Ergodic properties of continuous-time random walks: finite-size effects and ensemble dependences

TL;DR

This paper analytically examines how spatial confinement and initial ensemble conditions affect ergodic properties in continuous-time random walks, revealing persistent anomalous diffusion and slow convergence to ergodicity in finite systems.

Contribution

It provides a detailed analysis of ergodic properties in CTRWs, highlighting the effects of confinement, initial conditions, and the slow transition from weak to strong ergodicity.

Findings

TAMSD shows a crossover from normal to anomalous diffusion due to confinement.

The diffusion constant's distribution follows a transient Mittag-Leffler distribution.

Weak ergodicity breaking persists for long measurement times.

Abstract

The effects of spatial confinements and smooth cutoffs of the waiting time distribution in continuous-time random walks (CTRWs) are studied analytically. We also investigate dependences of ergodic properties on initial ensembles (i.e., distributions of the first waiting time). Here, we consider two ensembles: the equilibrium and a typical non-equilibrium ensembles. For both ensembles, it is shown that the time-averaged mean square displacement (TAMSD) exhibits a crossover from normal to anomalous diffusion due to the spacial confinement and this crossover does not vanish even in the long measurement time limit. Moreover, for the non-equilibrium ensemble, we show that the probability density function of the diffusion constant of TAMSD follows the transient Mittag-Leffler distribution, and that scatter in the TAMSD shows a clear transition from weak ergodicity breaking (an irreproducible regime) to ordinary ergodic behavior (a reproducible regime) as the measurement time increases.
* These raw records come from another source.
PR #436, opened 2022-03-01
strata randomization api

Buhle79:


mqr/views.py
```diff
@@ -3,11 +3,50 @@
 from rest_framework import generics, permissions
 from rest_framework.response import Response
 
+from .models import MqrStrata
+from .serializers import MqrStrataSerializer
+
+arms = ["ARM", "RCM", "BCM", "RCM_BCM", "RCM_SMS"]
```
erikh360: Lets change this variable name to uppercase and maybe a bit more descriptive like STUDY_ARMS

mqr/views.py
```diff
@@ -3,11 +3,50 @@
...
+
 
 class RandomArmView(generics.GenericAPIView):
     permission_classes = (permissions.IsAuthenticated,)
 
     def get(self, request):
         # TODO: change this to the strata sequential assignment
```
erikh360: You can replace this view, same endpoint should be fine

mqr/views.py
```diff
@@ -3,11 +3,50 @@
...
+    permission_classes = (permissions.IsAuthenticated,)
+    serializer_class = MqrStrataSerializer
+
+    def post(self, request):
+        serializer = MqrStrataSerializer(data=request.data)
+        serializer.is_valid(raise_exception=True)
+
+        province = serializer.validated_data.get("province")
+        weeks_pregnant = serializer.validated_data.get("weeks_pregnant")
+        age = serializer.validated_data.get("age")
```
erikh360: Remember these two have buckets:
Weeks pregnant (3 ranges: 16-20 weeks, 21-25 weeks, 26-30 weeks)
Age (2 ranges: 18-30, 31+)

So before creating the record put them in buckets

mqr/views.py
```diff
@@ -3,11 +3,50 @@
...
+        )
+
+        if created:
+            random.shuffle(arms)
+            random_arms = arms
+            strata.order = ",".join(arms)
+        else:
+            random_arms = strata.order.split(",")
+
+        arm = arms[strata.next_index]
```
erikh360: This should use the random_arms list

mqr/models.py
```diff
@@ -0,0 +1,9 @@
+from django.db import models
+
+
+class MqrStrata(models.Model):
+    province = models.CharField(max_length=25, null=False, blank=False)
+    weeks_pregnant = models.CharField(max_length=12, null=False, blank=False)
+    age = models.IntegerField(null=False, blank=False)
```
erikh360: Make this a charfield too since it needs to be a bucket/range, see other comment for more details

mqr/serializers.py
```diff
@@ -0,0 +1,9 @@
+from rest_framework import serializers
+
+
+class MqrStrataSerializer(serializers.Serializer):
+    province = serializers.CharField(required=True)
+    weeks_pregnant = serializers.CharField(required=True)
+    age = serializers.IntegerField(required=True)
```
erikh360: Same as above

mqr/tests/test_randomizations.py
```diff
@@ -0,0 +1,65 @@
+from django.contrib.auth import get_user_model
```
erikh360: These tests can move to test_views.py

erikh360 (commented):
Looking good but have a few comments, think you also need to generate the migration file

mqr/serializers.py
```diff
@@ -1,6 +1,14 @@
 from rest_framework import serializers
 
 
+class MqrStrataSerializer(serializers.Serializer):
+    province = serializers.CharField(required=True)
+    weeks_pregnant_bucket = serializers.CharField(required=True)
+    age_bucket = serializers.CharField(required=True)
+    next_index = serializers.IntegerField(required=False)
+    order = serializers.CharField(required=False)
```
erikh360: These two won't be sent by Rapidpro to the endpoint so we don't need them here.

mqr/tests/test_models.py
```diff
@@ -0,0 +1,46 @@
+from django.test import TestCase
```
erikh360: I'm not sure if these tests are needed, they seems to be testing the django `get_or_create` function, it's mostly safe to assume those are tested by them

mqr/tests/test_views.py
```diff
@@ -121,3 +122,72 @@ def test_faq_message(self, mock_get_message_details):
...
+            self.url,
+            data={
+                "province": "EC",
+                "weeks_pregnant_bucket": "21-25",
+                "age_bucket": "31+",
+            },
+            format="json",
+        )
+
+        self.assertEqual(type(response.data), str)
```
erikh360: We can get the strata record from the DB and do a compare here

mqr/tests/test_views.py
```diff
@@ -121,3 +122,72 @@ def test_faq_message(self, mock_get_message_details):
...
+                "weeks_pregnant_bucket": "28-30",
+                "age_bucket": "31+",
+            },
+            format="json",
+        )
+
+        splitted_arms = get_arm.order.split(",")
+
+        self.assertNotEqual(splitted_arms[0], response.data)
+        self.assertEqual(splitted_arms[1], response.data)
```
erikh360: We're hard coding the order so we can replace both these lines with: 
`self.assertEqual(response.data, "RCM_BCM")`

mqr/views.py
```diff
@@ -6,14 +6,46 @@
...
+            random.shuffle(STUDY_ARMS)
+            random_arms = STUDY_ARMS
+            strata.order = ",".join(random_arms)
+        else:
+            random_arms = strata.order.split(",")
+
+        arm = random_arms[strata.next_index]
+
+        if strata.next_index == len(random_arms):
+            strata.delete()
```
erikh360, line 43: Need a test to make sure this happens, can also create on with index=4, then hit endpoint, record should not exist anymore

mqr/views.py
```diff
@@ -6,14 +6,46 @@
...
+        else:
+            strata.next_index += 1
+            strata.save()
 
-    def get(self, request):
-        # TODO: change this to the strata sequential assignment
-        random_arm = random.choice(["ARM", "RCM", "BCM", "RCM_BCM", "RCM_SMS"])
-        return Response({"random_arm": random_arm})
+        return Response(arm)
```
erikh360: Can we change this back to return a dict `{"random_arm": random_arm}`, its just easier to handle in rapidpro

erikh360 (commented):
Looking good, few more comments.

mqr/tests/test_views.py
```diff
@@ -53,7 +54,7 @@ def test_next_message(self, mock_get_message_details):
                 "message": "Test Message 1",
                 "is_template": False,
                 "next_send_date": next_date,
-                "tag": "BCM_week_PRE19",
+                "tag": "BCM_week_PRE18",
```
erikh360: I'll need to make a more permanent fix for this

mqr/tests/test_views.py
```diff
@@ -121,3 +122,120 @@ def test_faq_message(self, mock_get_message_details):
...
+
+        MqrStrata.objects.create(
+            province="EC",
+            weeks_pregnant_bucket="21-25",
+            age_bucket="31+",
+            next_index=3,
+            order="RCM_SMS,RCM_BCM,RCM,ARM,BCM",
+        )
+
+        response = MqrStrata.objects.get(
```
erikh360: I would suggest calling the api endpoint here, then asserting on the status code and response

mqr/tests/test_views.py
```diff
@@ -121,3 +122,120 @@ def test_faq_message(self, mock_get_message_details):
...
+                "weeks_pregnant_bucket": "28-30",
+                "age_bucket": "31+",
+            },
+            format="json",
+        )
+
+        splitted_arms = get_arm.order.split(",")
+
+        self.assertNotEqual(splitted_arms[0], "RCM_BCM")
+        self.assertEqual(splitted_arms[1], "RCM_BCM")
```
erikh360: I would remove this and just add an assert on the response body, to make sure its the correct arm

mqr/tests/test_views.py
```diff
@@ -121,3 +122,120 @@ def test_faq_message(self, mock_get_message_details):
...
+        # This api call will delete the existing arm
+        self.client.post(
+            self.url,
+            data={
+                "province": "FS",
+                "weeks_pregnant_bucket": "26-30",
+                "age_bucket": "31+",
+            },
+            format="json",
+        )
```
erikh360: I think after this post we can also just assert the status code + response body
then assert that the strata record is deleted, don't need the second api call

mqr/tests/test_views.py
erikh360: Maybe change this test so that there is no strata before calling the endpoint
check status code
query strata and compare body to the strata that is found

erikh360 (commented):
few more things

mqr/tests/test_views.py
```diff
@@ -129,3 +130,105 @@ def test_faq_message(self, mock_get_message_details):
...
+
+        strata_arm = MqrStrata.objects.get(
+            province="EC", weeks_pregnant_bucket="21-25", age_bucket="31+"
+        )
+
+        self.assertContains(response, "random_arm")
```
erikh360: I would rather check the index and that the response contains the first item in the random list

erikh360: self.assertContains(response.data["random_arm"], strata_arm.order.split(",")[0])
self.assertEqual(strata_arm.next_index, 1)

Only need these two

Buhle79: Done

erikh360 (approved):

This convergence to ordinary ergodicity requires a long measurement time compared to common distributions such as the exponential distribution; in other words, the weak ergodicity breaking persists for a long time. In addition, it is shown that, besides the TAMSD, a class of observables also exhibits this slow convergence to ergodicity. We also point out that, even though the system with the equilibrium initial ensemble shows no aging, its behavior is quite similar to that for the non-equilibrium ensemble.